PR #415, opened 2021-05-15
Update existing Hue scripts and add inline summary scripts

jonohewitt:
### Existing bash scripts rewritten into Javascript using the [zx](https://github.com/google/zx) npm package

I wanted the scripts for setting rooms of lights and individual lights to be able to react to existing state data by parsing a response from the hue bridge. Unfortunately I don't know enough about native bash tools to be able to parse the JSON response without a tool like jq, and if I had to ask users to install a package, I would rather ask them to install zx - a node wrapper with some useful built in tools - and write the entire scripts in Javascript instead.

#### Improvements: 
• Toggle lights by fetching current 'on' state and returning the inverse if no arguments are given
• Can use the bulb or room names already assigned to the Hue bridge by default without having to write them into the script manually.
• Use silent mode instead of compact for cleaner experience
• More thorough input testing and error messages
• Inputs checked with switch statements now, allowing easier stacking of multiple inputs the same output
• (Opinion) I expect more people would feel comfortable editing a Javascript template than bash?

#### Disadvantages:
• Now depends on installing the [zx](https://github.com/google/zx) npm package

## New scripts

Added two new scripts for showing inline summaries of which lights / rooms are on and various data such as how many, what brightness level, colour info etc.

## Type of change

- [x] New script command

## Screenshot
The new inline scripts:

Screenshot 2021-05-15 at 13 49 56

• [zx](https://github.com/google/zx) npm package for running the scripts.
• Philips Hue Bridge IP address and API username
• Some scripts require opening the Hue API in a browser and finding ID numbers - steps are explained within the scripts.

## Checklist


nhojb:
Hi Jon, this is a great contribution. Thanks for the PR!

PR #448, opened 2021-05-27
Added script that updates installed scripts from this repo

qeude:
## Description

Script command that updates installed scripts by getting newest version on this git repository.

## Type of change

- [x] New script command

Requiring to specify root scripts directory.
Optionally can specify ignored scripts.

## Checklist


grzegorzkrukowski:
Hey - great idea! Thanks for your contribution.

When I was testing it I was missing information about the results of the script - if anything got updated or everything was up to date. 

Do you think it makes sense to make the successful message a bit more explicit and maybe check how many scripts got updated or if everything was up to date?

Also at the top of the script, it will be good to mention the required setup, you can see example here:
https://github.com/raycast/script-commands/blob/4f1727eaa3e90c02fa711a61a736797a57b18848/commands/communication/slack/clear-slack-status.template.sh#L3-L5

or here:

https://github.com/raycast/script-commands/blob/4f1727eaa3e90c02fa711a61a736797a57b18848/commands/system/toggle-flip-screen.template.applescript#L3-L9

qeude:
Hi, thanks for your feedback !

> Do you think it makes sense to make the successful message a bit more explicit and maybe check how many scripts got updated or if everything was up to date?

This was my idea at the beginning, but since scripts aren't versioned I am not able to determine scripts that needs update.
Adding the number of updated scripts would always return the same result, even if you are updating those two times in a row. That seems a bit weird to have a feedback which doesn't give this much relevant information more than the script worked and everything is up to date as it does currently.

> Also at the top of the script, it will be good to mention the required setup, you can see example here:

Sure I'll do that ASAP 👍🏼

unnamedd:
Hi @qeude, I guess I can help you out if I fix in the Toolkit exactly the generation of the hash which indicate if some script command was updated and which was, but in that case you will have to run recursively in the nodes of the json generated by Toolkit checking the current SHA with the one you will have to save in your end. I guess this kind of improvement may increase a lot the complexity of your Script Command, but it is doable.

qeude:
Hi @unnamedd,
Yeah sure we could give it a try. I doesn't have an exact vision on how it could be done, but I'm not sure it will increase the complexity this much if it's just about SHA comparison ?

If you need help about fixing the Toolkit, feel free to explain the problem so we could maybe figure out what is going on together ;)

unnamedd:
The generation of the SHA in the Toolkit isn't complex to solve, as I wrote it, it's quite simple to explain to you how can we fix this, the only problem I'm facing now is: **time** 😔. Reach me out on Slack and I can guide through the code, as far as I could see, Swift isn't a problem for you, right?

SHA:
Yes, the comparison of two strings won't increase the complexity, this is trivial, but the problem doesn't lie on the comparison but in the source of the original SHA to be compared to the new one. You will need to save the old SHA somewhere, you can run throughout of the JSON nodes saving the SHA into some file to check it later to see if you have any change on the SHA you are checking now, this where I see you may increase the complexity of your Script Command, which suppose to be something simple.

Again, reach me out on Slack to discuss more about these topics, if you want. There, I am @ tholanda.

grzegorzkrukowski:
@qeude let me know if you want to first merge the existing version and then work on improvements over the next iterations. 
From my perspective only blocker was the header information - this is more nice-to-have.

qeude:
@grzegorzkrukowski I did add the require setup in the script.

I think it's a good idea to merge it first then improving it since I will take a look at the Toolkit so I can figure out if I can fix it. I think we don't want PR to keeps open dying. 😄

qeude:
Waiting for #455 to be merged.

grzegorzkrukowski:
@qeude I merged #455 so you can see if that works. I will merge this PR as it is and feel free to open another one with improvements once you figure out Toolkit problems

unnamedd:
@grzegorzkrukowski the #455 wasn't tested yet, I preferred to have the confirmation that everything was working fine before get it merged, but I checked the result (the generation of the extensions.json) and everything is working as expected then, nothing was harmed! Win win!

---

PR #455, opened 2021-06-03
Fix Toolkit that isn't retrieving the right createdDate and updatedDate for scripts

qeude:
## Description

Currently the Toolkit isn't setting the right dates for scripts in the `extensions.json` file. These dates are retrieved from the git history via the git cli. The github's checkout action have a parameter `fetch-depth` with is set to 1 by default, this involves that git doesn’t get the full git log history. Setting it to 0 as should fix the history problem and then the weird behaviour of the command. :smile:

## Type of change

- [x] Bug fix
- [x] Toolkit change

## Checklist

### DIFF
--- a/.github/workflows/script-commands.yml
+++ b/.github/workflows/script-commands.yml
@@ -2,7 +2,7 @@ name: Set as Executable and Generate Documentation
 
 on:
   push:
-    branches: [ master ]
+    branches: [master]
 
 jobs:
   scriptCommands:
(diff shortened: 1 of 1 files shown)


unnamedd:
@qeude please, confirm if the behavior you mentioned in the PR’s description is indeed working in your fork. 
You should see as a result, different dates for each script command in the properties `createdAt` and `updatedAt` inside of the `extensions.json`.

Work required:
Search the entries above for the string "installed", and report each line where it occurs.

Result for this task:
Added script that updates installed scripts from this repo
Script command that updates installed scripts by getting newest version on this git repository.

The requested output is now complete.